▸ What to do:
Below are the records. Gather each line that holds "them".

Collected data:
PR #443, opened 2021-10-20
Initial build support for AS

Baltoli:
This PR implements the build system changes needed to get the project compiling on ARM macOS. There are two main parts to the change:
* Set the Homebrew root directory by asking `brew --prefix` where it's located, rather than hard-coding `/usr/local`.[^1]
* Configure LLVM source code to get the target triple at build time, rather than hard-coding it.

[^1]: There's also a _very_ niche benefit to this - that we can support custom brew installations not in the usual place.


Baltoli:
@dwightguth I've automated the hard-coded parts of the build as you suggested; the triple now comes from `llvm-config` and the datalayout is scraped from clang.

dwightguth (approved):
Excellent!

PR #822, opened 2023-08-09
Test `kore_simplify` with KEVM's `definition.kore` on a real-world input

geo2a:
This is somewhat minimized example that should exhibit a memory leak.

in KLLVM when used via the C bindings.

## Getting the input

Please download [`llvm_calls_private.c`](https://drive.google.com/file/d/1jCn68dK10xULpJtY2jjQNDqIMgEse0GH/view?usp=drive_link) from RV Shared Google Drive, as it contains confidential bytecode and place it instead of the stub `llvm_calls.c` file. The stub file and the real file only differ in the bytecode token. 

## Running the test

The test should be compiled and ran as follows:

```
lit -av test/c/test_evm_leak.kore
```

Currently, this fails with

```
test/c/Output/test_evm_leak.kore.tmp.dir/libtest.so: undefined symbol: hook_KRYPTO_ecdsaPubKey/home/geo2a/Workspace/RV/llvm-backend/test/c/Output/test_evm_leak.kore.script: line 4: 2105633 Aborted                 (core dumped) 
```

because the call to `llvm-kompile-testing` needs to be changed to include hooks form `blockcahin-k-plugin`, and I don't have the expertise to do it in this test harness' setup.

## Context

Within `kore-rpc-booster`, we make hundreds of calls like this one while processing one execution request.

### DIFF
--- a/test/c/Inputs/evm.c
+++ b/test/c/Inputs/evm.c
@@ -1,0 +1,15 @@
+#include "api.h"
+
+#include <stdio.h>
+
+int main(int argc, char **argv) {
+  if (argc <= 1) {
+    return 1;
+  }
+
+  struct kllvm_c_api api = load_c_api(argv[1]);
+
+  api.kllvm_init();
+
+#include "llvm_calls.c"
+}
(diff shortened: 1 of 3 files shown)


geo2a:
The issue has been resolved with https://github.com/runtimeverification/hs-backend-booster/pull/263. Thanks everyone involved!

PR #826, opened 2023-08-16
fix llvm-kompile-compute-loc and llvm-kompile-compute-ordinal

dwightguth:
We were previously incorrectly assuming that all axioms in a kore file were indented exactly two spaces, which is not correct. This led to the ordinals and locations being generated being incorrect. This ought to fix that.


Robertorosmaninho (approved):

Scott-Guest (approved):
LGTM

Issue #824, opened 2023-08-11
Python binding for `StringPattern.contents` is broken


tothtamas28:
Consider the following small script:

```python3
from pyk.kllvm import load
from pyk.kllvm.parser import parse_text

ast = parse_text(r'"\x80"')
print(ast.contents)
```

This raises the following exception:

```
Traceback (most recent call last):
  File "/home/ttoth/git/pyk/test.py", line 5, in <module>
    print(ast.contents)
UnicodeDecodeError: 'utf-8' codec can't decode byte 0x80 in position 0: invalid start byte
```

A quick solution would be to expose `contents` as `bytes` (under perhaps a different name like `raw` or `raw_contents`).
Ideally though, the bindings should take care of the conversion to a `str`, otherwise, this has to be done on the Python side, which is obviously much slower.

Without this change, a workaround in `pyk` is to parse the result of `__str__()`.

Scott-Guest:
The changes I'm making for Unicode support in the LLVM backend (#3344) will fix this without having to change the bindings.

Specifically,`\xHH` will always be stored as as (the UTF-8 encoding of) `U+00HH` rather than the raw byte `0xHH`.

Scott-Guest:
Closing this as a duplicate of runtimeverification/k#3344

PR #828, opened 2023-08-17
Improve handling of Unicode vs Byte strings

Scott-Guest:
Part of runtimeverification/k#3344

Fixes the conflation between String and Bytes with regards to how escapes are handled. Specifically, now

- `\xHH` is always treated as `U+00HH` at parse time / when stored in a `KOREStringPattern`. 
    - For Bytes, we later produce the actual `char[]` of bytes when the runtime token is constructed
    - This ensures `KOREStringPattern::contents` is always a UTF-8 encoded string and aligns with how Pyk represents Bytes (resolving runtimeverification/llvm-backend#824)
- Created a separate `SortCategory::Bytes` and `BYTES_LAYOUT`
- The runtime representation for strings now uses the bit just before the length to mark whether it represents a UTF-8 encoded string or a byte string.
- We correctly print Unicode escapes (`\x`, `\u`, `\U`) versus individual byte escapes (only `\x`) depending on the sort.

A few other minor fixes along the way:
- Fixed some undefined behavior in `sfprintf` by ensuring `va_list`s are copied rather than re-used
- Renamed `set_len` to `init_with_len` because it clears also all non-length bits (got bit by this :smile:)
- Re-ordered `SortCategory` to ensure `MInt` is last so that `valueType.cat + valueType.bits` uniquely identifies a `ValueType`

Note that this just fixes the infrastructural issues - a few String hook algorithms still need to be updated to give correct results with non-ASCII characters.


cmake/RuntimeConfig.cmake
```diff
@@ -18,6 +18,7 @@ set(VARIABLE_BIT  0x8000000000000)
 set(LAYOUT_OFFSET 54)
 set(TAG_MASK      0xffffffff)
 set(LENGTH_MASK   0xffffffffff)
+set(IS_BYTES_BIT  0x10000000000)
 
 if(CMAKE_BUILD_TYPE STREQUAL "GcStats")
   set(HDR_MASK -18013298997854209) # 0xffc000ffffffffff
```
dwightguth, line 24: Need to add the macro for the sort category further down in this file.

dwightguth (changes requested):
The code looks good but it's incomplete. I can tell you tried to update every place where we were switching on the sort category, but you didn't get them all. If you see my comment above, we are defining cmake variables corresponding to each sort category and then turning them into a macro in `config/macros.h`. You need to make sure you update every place where those macros occur also. I suspect if this PR were merged in its current form, it would trigger regressions in garbage collection. I would recommend trying to create a test that exercises that regression and adding it to the test suite. It should just be a matter of having a term of sort Bytes live in the configuration during a minor collection cycle.

dwightguth (approved):

PR #830, opened 2023-08-23
fix bug in kore_block_get_bool

dwightguth:
We discovered a bug in the kore_block_get_bool function. It was reading 8 bytes and then casting the result to a bool, but a block containing a boolean as a child has one byte that is determined and 7 unspecified bytes that contain padding. As a result, if the padding was nonzero, the function would return true even if the injection actually contained the boolean `false`. This should fix that bug by casting the pointer to `bool*` before reading.


Scott-Guest (approved):
LGTM, nice catch

Issue #834, opened 2023-09-11
`coreutils` as llvm-backend dependence in MacOS


Robertorosmaninho:
`coreutils` is currently a [dependence](https://github.com/runtimeverification/llvm-backend/blob/master/INSTALL.md#macos--homebrew) used to get [`gdate`](https://github.com/runtimeverification/llvm-backend/blob/f3e29231a9a8bc4373fbbc74866f96df454cbc7e/bin/utils.sh#L9) and [`uname`](https://github.com/runtimeverification/llvm-backend/blob/f3e29231a9a8bc4373fbbc74866f96df454cbc7e/nix/llvm-backend.nix#L35C28-L35C37) to use in bash scripts. However, both aren't necessary tools as we have other alternatives that don't require them. 

For instance:
- `gdate` -> Perl: #833
- [`uname`](https://github.com/runtimeverification/llvm-backend/blob/f3e29231a9a8bc4373fbbc74866f96df454cbc7e/bin/llvm-kompile-clang#L41) -> [`$OSTYPE`](https://github.com/runtimeverification/llvm-backend/blob/f3e29231a9a8bc4373fbbc74866f96df454cbc7e/bin/utils.sh#L8)

The last substitution has been used across the years by some open-source [projects](https://github.com/dylanaraps/neofetch/issues/433).

PR #835, opened 2023-09-13
Deleting coreutils dependence and replacing its `uname` by `$OSTYPE` bash var

Robertorosmaninho:
Fixes: #834


Baltoli:
This seems like a potentially much more fragile solution than having a dependency on coreutils. What's the motivation for removing the dependency?

Robertorosmaninho:
> This seems like a potentially much more fragile solution than having a dependency on coreutils. What's the motivation for removing the dependency?

There are two reasons to delete `coreutils` dependence:
1. It is only used by `uname` and only once. Many examples in the source code use `$OSTYPE` instead of `uname`.
2. MacOS has a built-in `uname` binary; we can use it if necessary, right? 


I can't really tell the reason why a shell variable would be much more fragile than the system call, but if that's necessary, I can do the other way around in a future PR and replace all `$OSTYPE` comparisons with `uname` ones.

gtrepta:
Some more instances of coreutils that haven't been removed:

https://github.com/runtimeverification/llvm-backend/blob/11b4a5727858f2a6a452673cbd97906dfc1000d4/nix/llvm-backend.nix#L1

https://github.com/runtimeverification/llvm-backend/blob/11b4a5727858f2a6a452673cbd97906dfc1000d4/INSTALL.md?plain=1#L34-L38

Robertorosmaninho:
Thanks @gtrepta!

radumereuta:
I don't feel confident reviewing this since I don't own a Mac.
I think @goodlyrottenapple uses one.

dwightguth (approved):

PR #836, opened 2023-09-15
sortCollections fixes

gtrepta:
For https://github.com/runtimeverification/k/issues/3530

This fixes a couple of issues where the way kprint was sorting AC symbols involved spurious whitespaces and a problematic ordering of operations.


gtrepta:
https://github.com/runtimeverification/llvm-backend/blob/11b4a5727858f2a6a452673cbd97906dfc1000d4/lib/ast/AST.cpp#L845-L878

@dwightguth Can you explain what this is trying to do? It seems like it's trying to find integers in the string and compare them by value. But I think `thisMarker` and `thatMarker` can drift away from each other and compare integers at different offsets, seems dubious. I'm tempted to replace it all with `return s1.compare(s2) < 0;`

dwightguth:
It's meant to be an implementation of comparison that compares strings containing numbers by comparing the numbers numerically rather than lexicographically. Are you experiencing some specific problem with the comparison you're trying to fix?

Robertorosmaninho (approved):
LGTM! Thanks for your work @gtrepta!

PR #837, opened 2023-09-19
Set `perl` as runtime dep in llvm-backend.nix

goodlyrottenapple:


Robertorosmaninho (approved):
If it is possible, we would like to use the host's Perl executable, but right now, this suits the case! Thanks for the help, @goodlyrottenapple!

PR #838, opened 2023-09-25
collect ensures clause in Parser.scala

dwightguth:
Here we add code to the scala codebase to collect into the AxiomInfo the ensures clause of axioms. This is not actually used by the llvm backend because the llvm backend does not support `ensures`, but we need to collect it because this code path is shared with the Maude backend.


Robertorosmaninho (approved):
LGTM! Looking forward to seeing the next steps!

PR #839, opened 2023-09-27
Relative position of function symbols in proof hints

gtrepta:


gtrepta:
The `createHook` function has become even larger with this change. There's lots of repitition there, I can probably cut its size down by quite a bit with some C macros.

lib/codegen/CreateTerm.cpp
```diff
@@ -743,28 +618,33 @@ llvm::Value *CreateTerm::createHook(
...
   std::vector<llvm::Value *> args;
   auto returnSort = dynamic_cast<KORECompositeSort *>(
       pattern->getConstructor()->getSort().get());
   auto returnCat = returnSort->getCategory(Definition);
   int i = 0;
   for (auto sort : pattern->getConstructor()->getArguments()) {
     auto concreteSort = dynamic_cast<KORECompositeSort *>(sort.get());
-    llvm::Value *arg
-        = createAllocation(pattern->getArguments()[i++].get()).first;
+    llvm::Value *arg = createAllocation(
```
dwightguth, line 643: we can use  the macro here too, right?

dwightguth (approved):
I'm approving with one minor comment. Feel free to address or not based on your assessment.

PR #842, opened 2023-09-28
First wave of and/or changes to the llvm backend

dwightguth:
Blocked on https://github.com/runtimeverification/k/pull/3676

This PR implements the changes to the scala code in the llvm backend to support multi-ary and and or. In order to do this without the second wave of changes to the frontend, we rely on a slightly messy approach that involves breaking the abstraction barrier of the scala code in the frontend. this will be cleaned up by a later PR that will revert the first of the two commits in this PR.

### DIFF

▸ Solution below:
The code looks good but it's incomplete. I can tell you tried to update every place where we were switching on the sort category, but you didn't get them all. If you see my comment above, we are defining cmake variables corresponding to each sort category and then turning them into a macro in `config/macros.h`. You need to make sure you update every place where those macros occur also. I suspect if this PR were merged in its current form, it would trigger regressions in garbage collection. I would recommend trying to create a test that exercises that regression and adding it to the test suite. It should just be a matter of having a term of sort Bytes live in the configuration during a minor collection cycle.
`coreutils` is currently a [dependence](https://github.com/runtimeverification/llvm-backend/blob/master/INSTALL.md#macos--homebrew) used to get [`gdate`](https://github.com/runtimeverification/llvm-backend/blob/f3e29231a9a8bc4373fbbc74866f96df454cbc7e/bin/utils.sh#L9) and [`uname`](https://github.com/runtimeverification/llvm-backend/blob/f3e29231a9a8bc4373fbbc74866f96df454cbc7e/nix/llvm-backend.nix#L35C28-L35C37) to use in bash scripts. However, both aren't necessary tools as we have other alternatives that don't require them. 
@dwightguth Can you explain what this is trying to do? It seems like it's trying to find integers in the string and compare them by value. But I think `thisMarker` and `thatMarker` can drift away from each other and compare integers at different offsets, seems dubious. I'm tempted to replace it all with `return s1.compare(s2) < 0;`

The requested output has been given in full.